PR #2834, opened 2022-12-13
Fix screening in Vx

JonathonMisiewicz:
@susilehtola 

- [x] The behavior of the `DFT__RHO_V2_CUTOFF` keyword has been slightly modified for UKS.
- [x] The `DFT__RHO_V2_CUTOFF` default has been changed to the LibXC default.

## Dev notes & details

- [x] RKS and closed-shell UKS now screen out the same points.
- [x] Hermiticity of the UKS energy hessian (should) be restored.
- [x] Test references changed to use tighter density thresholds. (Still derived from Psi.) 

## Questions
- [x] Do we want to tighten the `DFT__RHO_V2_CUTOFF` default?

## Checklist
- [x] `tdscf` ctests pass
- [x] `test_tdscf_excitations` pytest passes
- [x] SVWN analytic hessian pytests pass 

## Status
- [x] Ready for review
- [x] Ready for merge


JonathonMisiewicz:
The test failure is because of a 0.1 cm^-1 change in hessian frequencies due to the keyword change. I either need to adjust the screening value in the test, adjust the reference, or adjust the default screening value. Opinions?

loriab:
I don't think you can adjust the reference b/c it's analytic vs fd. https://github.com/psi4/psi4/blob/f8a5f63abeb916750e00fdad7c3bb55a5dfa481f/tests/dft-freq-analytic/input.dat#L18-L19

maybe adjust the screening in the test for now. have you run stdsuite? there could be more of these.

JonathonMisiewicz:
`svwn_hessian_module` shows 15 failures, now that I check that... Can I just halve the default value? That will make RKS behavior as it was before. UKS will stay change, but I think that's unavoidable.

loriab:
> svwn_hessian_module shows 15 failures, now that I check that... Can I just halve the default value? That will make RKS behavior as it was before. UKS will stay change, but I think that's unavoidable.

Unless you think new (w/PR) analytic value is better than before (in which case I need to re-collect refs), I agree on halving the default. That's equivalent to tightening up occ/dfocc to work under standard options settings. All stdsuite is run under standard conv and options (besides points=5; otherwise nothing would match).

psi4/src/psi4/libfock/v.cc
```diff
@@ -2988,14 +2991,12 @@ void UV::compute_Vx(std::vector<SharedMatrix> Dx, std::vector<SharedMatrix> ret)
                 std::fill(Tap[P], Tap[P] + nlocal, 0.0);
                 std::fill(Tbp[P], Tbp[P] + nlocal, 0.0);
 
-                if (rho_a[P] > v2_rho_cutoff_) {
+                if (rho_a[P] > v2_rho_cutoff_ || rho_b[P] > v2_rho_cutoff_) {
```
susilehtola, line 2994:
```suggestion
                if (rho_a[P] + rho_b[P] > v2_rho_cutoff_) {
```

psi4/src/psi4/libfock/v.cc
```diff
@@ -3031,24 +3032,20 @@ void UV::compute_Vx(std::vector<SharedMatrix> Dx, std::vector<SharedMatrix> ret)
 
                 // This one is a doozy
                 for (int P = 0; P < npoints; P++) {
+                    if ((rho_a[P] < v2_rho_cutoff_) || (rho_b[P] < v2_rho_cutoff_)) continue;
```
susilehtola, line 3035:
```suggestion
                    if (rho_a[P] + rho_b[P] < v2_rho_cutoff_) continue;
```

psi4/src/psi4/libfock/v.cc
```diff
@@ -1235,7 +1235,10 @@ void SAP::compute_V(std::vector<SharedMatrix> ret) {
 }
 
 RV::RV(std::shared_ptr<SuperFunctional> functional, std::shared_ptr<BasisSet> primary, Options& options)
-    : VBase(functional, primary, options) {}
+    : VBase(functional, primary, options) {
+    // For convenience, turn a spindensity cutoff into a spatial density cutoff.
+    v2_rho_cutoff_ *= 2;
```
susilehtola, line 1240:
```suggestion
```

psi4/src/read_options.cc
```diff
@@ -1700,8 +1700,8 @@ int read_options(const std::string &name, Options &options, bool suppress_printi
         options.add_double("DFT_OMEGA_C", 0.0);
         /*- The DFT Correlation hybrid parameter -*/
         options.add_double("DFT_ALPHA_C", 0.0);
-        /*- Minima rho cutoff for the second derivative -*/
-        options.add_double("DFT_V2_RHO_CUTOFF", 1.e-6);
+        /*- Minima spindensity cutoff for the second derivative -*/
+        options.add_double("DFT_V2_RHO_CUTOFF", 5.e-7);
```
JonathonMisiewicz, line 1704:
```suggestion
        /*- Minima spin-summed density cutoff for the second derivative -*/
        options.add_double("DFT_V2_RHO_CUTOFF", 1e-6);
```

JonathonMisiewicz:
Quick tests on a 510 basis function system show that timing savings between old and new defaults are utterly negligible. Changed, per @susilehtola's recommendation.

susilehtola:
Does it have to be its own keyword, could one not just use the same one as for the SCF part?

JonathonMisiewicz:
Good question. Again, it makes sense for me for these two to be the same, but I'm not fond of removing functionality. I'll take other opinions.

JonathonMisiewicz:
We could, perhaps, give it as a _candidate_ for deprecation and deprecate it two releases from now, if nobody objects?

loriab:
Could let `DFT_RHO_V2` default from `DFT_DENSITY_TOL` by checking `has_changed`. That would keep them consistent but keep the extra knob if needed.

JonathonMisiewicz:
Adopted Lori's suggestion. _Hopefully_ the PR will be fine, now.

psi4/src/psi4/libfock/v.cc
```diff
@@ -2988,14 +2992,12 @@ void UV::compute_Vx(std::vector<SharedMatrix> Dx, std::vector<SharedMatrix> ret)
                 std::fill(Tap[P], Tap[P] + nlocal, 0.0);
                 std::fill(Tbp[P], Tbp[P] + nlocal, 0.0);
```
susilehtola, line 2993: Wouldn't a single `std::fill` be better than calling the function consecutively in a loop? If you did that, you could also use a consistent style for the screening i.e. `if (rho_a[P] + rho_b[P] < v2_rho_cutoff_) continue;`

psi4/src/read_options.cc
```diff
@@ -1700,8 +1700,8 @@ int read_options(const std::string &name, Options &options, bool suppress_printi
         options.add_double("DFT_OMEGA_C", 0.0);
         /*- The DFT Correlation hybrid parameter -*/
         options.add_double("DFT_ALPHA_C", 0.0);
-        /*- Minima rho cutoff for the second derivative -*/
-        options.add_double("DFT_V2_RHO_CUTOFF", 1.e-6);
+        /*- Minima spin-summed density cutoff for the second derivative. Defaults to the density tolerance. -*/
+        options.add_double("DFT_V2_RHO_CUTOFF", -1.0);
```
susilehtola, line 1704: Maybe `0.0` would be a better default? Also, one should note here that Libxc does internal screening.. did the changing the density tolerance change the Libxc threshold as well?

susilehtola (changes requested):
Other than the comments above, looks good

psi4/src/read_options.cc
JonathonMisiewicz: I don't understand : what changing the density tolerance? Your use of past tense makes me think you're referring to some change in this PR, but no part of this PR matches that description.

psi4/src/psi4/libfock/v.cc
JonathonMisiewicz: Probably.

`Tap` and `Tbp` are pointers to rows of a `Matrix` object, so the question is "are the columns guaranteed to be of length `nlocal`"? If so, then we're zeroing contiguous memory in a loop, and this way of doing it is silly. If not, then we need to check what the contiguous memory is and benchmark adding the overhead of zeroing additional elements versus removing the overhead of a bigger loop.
··········
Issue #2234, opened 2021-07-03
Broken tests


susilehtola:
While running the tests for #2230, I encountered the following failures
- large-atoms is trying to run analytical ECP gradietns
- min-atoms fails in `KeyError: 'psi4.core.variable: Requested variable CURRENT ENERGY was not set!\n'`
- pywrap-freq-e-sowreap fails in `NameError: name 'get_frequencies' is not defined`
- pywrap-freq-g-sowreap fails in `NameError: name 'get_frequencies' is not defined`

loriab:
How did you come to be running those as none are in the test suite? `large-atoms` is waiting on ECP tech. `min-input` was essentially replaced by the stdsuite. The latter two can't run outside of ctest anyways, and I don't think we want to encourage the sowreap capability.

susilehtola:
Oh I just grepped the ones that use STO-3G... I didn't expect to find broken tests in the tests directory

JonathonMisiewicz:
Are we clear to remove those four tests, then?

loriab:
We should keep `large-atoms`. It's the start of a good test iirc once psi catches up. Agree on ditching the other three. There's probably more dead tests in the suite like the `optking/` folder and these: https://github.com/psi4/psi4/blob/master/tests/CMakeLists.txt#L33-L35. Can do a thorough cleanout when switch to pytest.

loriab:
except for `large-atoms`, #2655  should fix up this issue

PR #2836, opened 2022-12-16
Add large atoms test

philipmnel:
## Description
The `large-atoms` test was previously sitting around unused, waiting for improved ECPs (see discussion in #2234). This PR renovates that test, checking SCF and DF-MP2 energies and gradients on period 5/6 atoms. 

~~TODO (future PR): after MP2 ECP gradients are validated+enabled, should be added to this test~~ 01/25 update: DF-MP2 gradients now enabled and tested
··········
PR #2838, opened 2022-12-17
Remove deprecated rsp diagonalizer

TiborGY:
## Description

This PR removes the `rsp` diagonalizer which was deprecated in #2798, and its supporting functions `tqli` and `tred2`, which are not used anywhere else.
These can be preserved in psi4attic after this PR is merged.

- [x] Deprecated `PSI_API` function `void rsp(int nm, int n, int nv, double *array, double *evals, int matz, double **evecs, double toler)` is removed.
··········
Task goal ▸ All lines above from the line with "JonathonMisiewicz: I don't" through the line with "a bigger loop.", both included, are to be set down exactly, with nothing else.

Answer box ▸
JonathonMisiewicz: I don't understand : what changing the density tolerance? Your use of past tense makes me think you're referring to some change in this PR, but no part of this PR matches that description.

psi4/src/psi4/libfock/v.cc
JonathonMisiewicz: Probably.

`Tap` and `Tbp` are pointers to rows of a `Matrix` object, so the question is "are the columns guaranteed to be of length `nlocal`"? If so, then we're zeroing contiguous memory in a loop, and this way of doing it is silly. If not, then we need to check what the contiguous memory is and benchmark adding the overhead of zeroing additional elements versus removing the overhead of a bigger loop.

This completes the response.